The noble Baroness’s brilliant 2015 report for the Bow Group, A Parallel World, says it all. She gives numerous examples of discrimination from women and from organisations to illustrate her powerful case. She says in the preface to the report:
“I have sat and wept with those who are oppressed, abused and treated as second class citizens. One Muslim woman told me: ‘I feel betrayed by Britain. I came here to get away from this and the situation is worse here than in the country I escaped from’. This cannot be allowed to continue. Provisions must be introduced to ensure that the operation of Sharia law principles in the UK today is not undermining the rights of women and the rule of law”.

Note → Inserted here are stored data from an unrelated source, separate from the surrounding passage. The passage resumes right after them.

PR #3280, opened 2020-03-26
Message/Media Typeclass Core Compile

ChristopherDavenport:
I started running into trouble in the Http4sMatchers, everything works and is actually much nicer to use in my opinion. 

But I'm not sure whats going on in the tests thats not letting me compile.

### DIFF
--- a/core/src/main/scala/org/http4s/EntityDecoder.scala
+++ b/core/src/main/scala/org/http4s/EntityDecoder.scala
@@ -22,7 +22,7 @@ import scala.annotation.implicitNotFound
 trait EntityDecoder[F[_], T] { self =>
 
   /** Attempt to decode the body of the [[Message]] */
-  def decode(m: Media[F], strict: Boolean): DecodeResult[F, T]
+  def decode[M[_[_]]: Media](m: M[F], strict: Boolean): DecodeResult[F, T]
 
   /** The [[MediaRange]]s this [[EntityDecoder]] knows how to handle */
   def consumes: Set[MediaRange]
@@ -31,13 +31,13 @@ trait EntityDecoder[F[_], T] { self =>
   def map[T2](f: T => T2)(implicit F: Functor[F]): EntityDecoder[F, T2] = new EntityDecoder[F, T2] {
     override def consumes: Set[MediaRange] = self.consumes
 
-    override def decode(m: Media[F], strict: Boolean): DecodeResult[F, T2] =
+    def decode[M[_[_]]: Media](m: M[F], strict: Boolean): DecodeResult[F, T2] = 
       self.decode(m, strict).map(f)
   }
 
   def flatMapR[T2](f: T => DecodeResult[F, T2])(implicit F: Monad[F]): EntityDecoder[F, T2] =
     new EntityDecoder[F, T2] {
-      override def decode(m: Media[F], strict: Boolean): DecodeResult[F, T2] =
+      override def decode[M[_[_]]: Media](m: M[F], strict: Boolean): DecodeResult[F, T2] = 
         self.decode(m, strict).flatMap(f)
 
       override def consumes: Set[MediaRange] = self.consumes
@@ -66,7 +66,7 @@ trait EntityDecoder[F[_], T] { self =>
     new EntityDecoder[F, T2] {
       override def consumes: Set[MediaRange] = self.consumes
 
-      override def decode(m: Media[F], strict: Boolean): DecodeResult[F, T2] =
+      override def decode[M[_[_]]: Media](m: M[F], strict: Boolean): DecodeResult[F, T2] = 
         self.decode(m, strict).transform(t)
     }
 
@@ -82,7 +82,7 @@ trait EntityDecoder[F[_], T] { self =>
     new EntityDecoder[F, T2] {
       override def consumes: Set[MediaRange] = self.consumes
 
-      override def decode(m: Media[F], strict: Boolean): DecodeResult[F, T2] =
+      override def decode[M[_[_]]: Media](m: M[F], strict: Boolean): DecodeResult[F, T2] = 
         DecodeResult(
           F.flatMap(self.decode(m, strict).value)(r => f(r).value)
         )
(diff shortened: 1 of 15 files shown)


ChristopherDavenport:
All of core is compiling. I have no idea what is up with tests, so if anyone can point me in the right direction it would be massively appreciated, because at this point I expect the only changes necessary are some added imports.

core/src/main/scala/org/http4s/multipart/Part.scala
```diff
@@ -10,17 +10,22 @@ import java.io.{File, InputStream}
...
     headers.get(`Content-Disposition`).flatMap(_.parameters.get("filename"))
 
-  override def covary[F2[x] >: F[x]]: Part[F2] = this.asInstanceOf[Part[F2]]
+  def covary[F2[x] >: F[x]]: Part[F2] = this.asInstanceOf[Part[F2]]
 }
 
 object Part {
   private val ChunkSize = 8192
 
+  val media: Media[Part] = new Media[Part]{
```
hamnis: missing `implicit` here?

core/src/main/scala/org/http4s/Media.scala
```diff
@@ -1,65 +1,36 @@
...
 import fs2.Stream
 import fs2.text.utf8Decode
 import org.http4s.headers._
 import org.http4s.util.decode
 
-trait Media[F[_]] {
-  def body: EntityBody[F]
-  def headers: Headers
-  def covary[F2[x] >: F[x]]: Media[F2]
+trait Media[M[_[_]]]{
```
IndiscriminateCoding, line 10: Looks like `Media` is agnostic of exact `M` structure (i.e. it doesn't use the fact that it is parameterized by `F`) - so there is no need in *too-higher-kinded* type `M[_[_]]`.
May I suggest you to consider `trait Media[F[_], -T]`, so you can have implicit instances like `Media[F, Part[F]]` and `Media[F, M <: Message[F]]`?

IndiscriminateCoding: Moreover, it is possible to hide `F[_]` to a type member, so you would get something like haskell's associated types:

```scala
trait Media[T] {
  type F[_]

  def body(of: T): EntityBody[F]
  def headers(of: T): Headers
}

implicit def mediaPartInstance[S[_]]: Media[Part[S]] = new Media[Part[S]] {
  type F[a] = S[a]

  def body(of: T): EntityBody[F] = ???
  def headers(of: T): Headers = ??
}
```

async-http-client/src/main/scala/org/http4s/client/asynchttpclient/AsyncHttpClient.scala
```diff
@@ -23,6 +23,7 @@ import org.reactivestreams.Publisher
 import _root_.io.netty.handler.codec.http.cookie.Cookie
 import org.asynchttpclient.uri.Uri
 import org.asynchttpclient.cookie.CookieStore
+import org.http4s.implicits._
```
rossabaker, line 26: This is probably about the biggest breaking change that will come from this approach.  I'm okay with it, but we've recently had discussions about http4s' high import tax.  Also some hit to discoverability, but tooling has gotten a lot better since this was first proposed a long time ago.

If we do this, and remove some imports from the server and client DSLs, it's a winning tradeoff.

core/src/main/scala/org/http4s/EntityDecoder.scala
```diff
@@ -150,44 +150,52 @@ object EntityDecoder {
     * that recoverable errors are returned as a
     * [[DecodeResult.failure]], or that system errors are raised in `F`.
     */
-  def decodeBy[F[_]: Applicative, T](r1: MediaRange, rs: MediaRange*)(
-      f: Media[F] => DecodeResult[F, T]): EntityDecoder[F, T] = new EntityDecoder[F, T] {
-    override def decode(m: Media[F], strict: Boolean): DecodeResult[F, T] =
+  // def decodeBy[F[_]: Applicative, T](r1: MediaRange, rs: MediaRange*)(
+  //     f: M[F] => DecodeResult[F, T]): EntityDecoder[F, T] = new
+      
+  abstract class DecodeByMediaRange[F[_]: Applicative, T](r1: MediaRange, rs: MediaRange*) extends EntityDecoder[F, T] {
```
rossabaker, line 156: This seems like the other big breaking change.  Anybody who wrote their own decoders with `decodeBy` is losing.  I can't think of a way out of this.

core/src/main/scala/org/http4s/Media.scala
```diff
@@ -1,65 +1,36 @@
 package org.http4s
 
-import cats.MonadError
-import cats.implicits._
+// import cats.MonadError
+// import cats.implicits._
```
rossabaker, line 4: Delete.

core/src/main/scala/org/http4s/Media.scala
rossabaker: Contravariant typeclasses are a bit unusual.  Is it just to support `Message`?  If that's all, I could see either eliminating `Message` or making it an extension of the `Media` typeclass.

core/src/main/scala/org/http4s/MessageFailure.scala
```diff
@@ -83,8 +85,10 @@ final case class MalformedMessageBodyFailure(details: String, cause: Option[Thro
     s"Malformed message body: $details"
 
   def toHttpResponse[F[_]](httpVersion: HttpVersion): Response[F] =
-    Response(Status.BadRequest, httpVersion)
-      .withEntity(s"The request body was malformed.")(EntityEncoder.stringEncoder[F])
+    Message[Response].withEntity(
```
rossabaker, line 88: Checking my own understanding: you're just avoiding syntax here, and the old version would have worked with implicits?

core/src/main/scala/org/http4s/Media.scala
IndiscriminateCoding: @rossabaker ah, you are right, no need in contravariance here. It still should be possible to write instance for all subclasses of `Message[F]` without it.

As the noble Baroness has consistently pointed out, she fights incredibly hard for women. Again, she points out:
“The Bill does not interfere in the internal theological affairs of religious groups. In a free society, and in accordance with the hard-fought tradition of freedom of religion and belief, individuals must be able to organise their affairs according to their own principles, whether religious or otherwise. However, attempting to operate a parallel legal jurisdiction and to allow the de facto creation of new legal structures and standards is unacceptable”,
in this country. She is asking for a positive response from the Government. I sincerely hope that she gets it. We shall be watching every move.